Phylogenomic analyses of malaria parasites and evolution of their exported proteins
- Equal contributors
1 Institute of Zoology and Zoological Museum, University of Hamburg, Martin-Luther-King-Platz 3, D-20146 Hamburg, Germany
2 Center of Integrative Bioinformatics Vienna, University of Vienna, Medical University of Vienna, University of Veterinary Medicine Vienna, Dr.-Bohrgasse 9, 1030 Vienna, Austria
3 Bernhard Nocht Institute for Tropical Medicine, Bernhard-Nocht-Str. 74, D-20359 Hamburg, Germany
Citation and License
BMC Evolutionary Biology 2011, 11:167 doi:10.1186/1471-2148-11-167Published: 15 June 2011
Plasmodium falciparum is the most malignant agent of human malaria. It belongs to the taxon Laverania, which includes other ape-infecting Plasmodium species. The origin of the Laverania is still debated. P. falciparum exports pathogenicity-related proteins into the host cell using the Plasmodium export element (PEXEL). Predictions based on the presence of a PEXEL motif suggest that more than 300 proteins are exported by P. falciparum, while there are many fewer exported proteins in non-Laverania.

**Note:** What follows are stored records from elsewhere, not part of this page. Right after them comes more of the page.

PR #435, opened 2020-06-03
Required extensions to support source plugins

adinapoli:
This commit extends `liquid-fixpoint` to fully support the new LiquidHaskell source plugin.

Most of the changes are innocuous, as we mostly add new instances (like `Hashable`) for some types. The only potential "breaking" change is the use of `ExitFailure 1` for `FixResult` even in case of validation errors, but as long as users didn't rely on a particular exit code in their programs, this should be fine.

I will annotate the PR with in-line comments for ease of review.

### DIFF
--- a/src/Language/Fixpoint/Solver/Monad.hs
+++ b/src/Language/Fixpoint/Solver/Monad.hs
@@ -28,8 +28,6 @@ module Language.Fixpoint.Solver.Monad
        )
        where
 
-import           Control.DeepSeq
-import           GHC.Generics
 import           Language.Fixpoint.Utils.Progress
 import qualified Language.Fixpoint.Types.Config  as C
 import           Language.Fixpoint.Types.Config  (Config)
@@ -37,19 +35,18 @@ import qualified Language.Fixpoint.Types   as F
 -- import qualified Language.Fixpoint.Misc    as Misc
 -- import           Language.Fixpoint.SortCheck
 import qualified Language.Fixpoint.Types.Solutions as F
-import           Language.Fixpoint.Types   (pprint)
 -- import qualified Language.Fixpoint.Types.Errors  as E
 import           Language.Fixpoint.Smt.Serialize ()
 import           Language.Fixpoint.Types.PrettyPrint ()
 import           Language.Fixpoint.Smt.Interface
 -- import qualified Language.Fixpoint.Smt.Theories as Thy
 import           Language.Fixpoint.Solver.Sanitize
+import           Language.Fixpoint.Solver.Stats
 import           Language.Fixpoint.Graph.Types (SolverInfo (..))
 -- import           Language.Fixpoint.Solver.Solution
 -- import           Data.Maybe           (catMaybes)
 import           Data.List            (partition)
 -- import           Data.Char            (isUpper)
-import           Text.PrettyPrint.HughesPJ (text)
 import           Control.Monad.State.Strict
 import qualified Data.HashMap.Strict as M
 import           Data.Maybe (catMaybes)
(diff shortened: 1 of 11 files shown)


src/Language/Fixpoint/Solver/Monad.hs
```diff
@@ -67,30 +64,11 @@ data SolverState = SS
   , ssStats   :: !Stats            -- ^ Solver Statistics
   }
 
-data Stats = Stats
```
adinapoli, line 70: We moved this `Stats` data structure into a standalone module to avoid cyclic imports, as this is now used inside `FixResult`.

unix/Language/Fixpoint/Utils/Progress.hs
```diff
@@ -18,12 +18,16 @@ pbRef :: IORef (Maybe ProgressBar)
 pbRef = unsafePerformIO (newIORef Nothing)
 
 withProgress :: Int -> IO a -> IO a
-withProgress n act = displayConsoleRegions $ do
-  -- putStrLn $ "withProgress: " ++ show n
-  progressInit n
-  r <- act
-  progressClose
-  return r
+withProgress n act = do
```
adinapoli, line 21: This change will effectively stop printing the progress bar for a verbosity of `Normal`. We did this to make sure that when Liquid is running via the plugin, we would get only the required amount of information, without too much noise, as this will now happen in lockstep with normal GHC compilation.

ranjitjhala: Is there some simple way to get a `--verbosity=progress` or similar? I think the two choices were `Normal` and `Loud` -- I'd like there to be some "middle" ground where we only see the progress bar? Alternatively, can we have a `--silent` which has no output at all, and run the PLUGIN under `--silent`?

ranjitjhala: Can we change the below to 

```
loud <- (Quiet /=) <$> getVerbosity
```

and run the plugin with `Quiet` verbosity? 
http://hackage.haskell.org/package/cmdargs-0.10.20/docs/System-Console-CmdArgs-Verbosity.html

A whole-genome approach was applied to resolve the phylogeny of eight Plasmodium species and four outgroup taxa. By using 218 orthologous proteins we received unanimous support for a sister group position of Laverania and avian malaria parasites. This observation was corroborated by the analyses of 28 exported proteins with orthologs present in all Plasmodium species. Most interestingly, several deviations from the P. falciparum PEXEL motif were found to be present in the orthologous sequences of non-Laverania.
Our phylogenomic analyses strongly support the hypotheses that the Laverania have been founded by a single Plasmodium species switching from birds to African great apes or vice versa. The deviations from the canonical PEXEL motif in orthologs may explain the comparably low number of exported proteins that have been predicted in non-Laverania.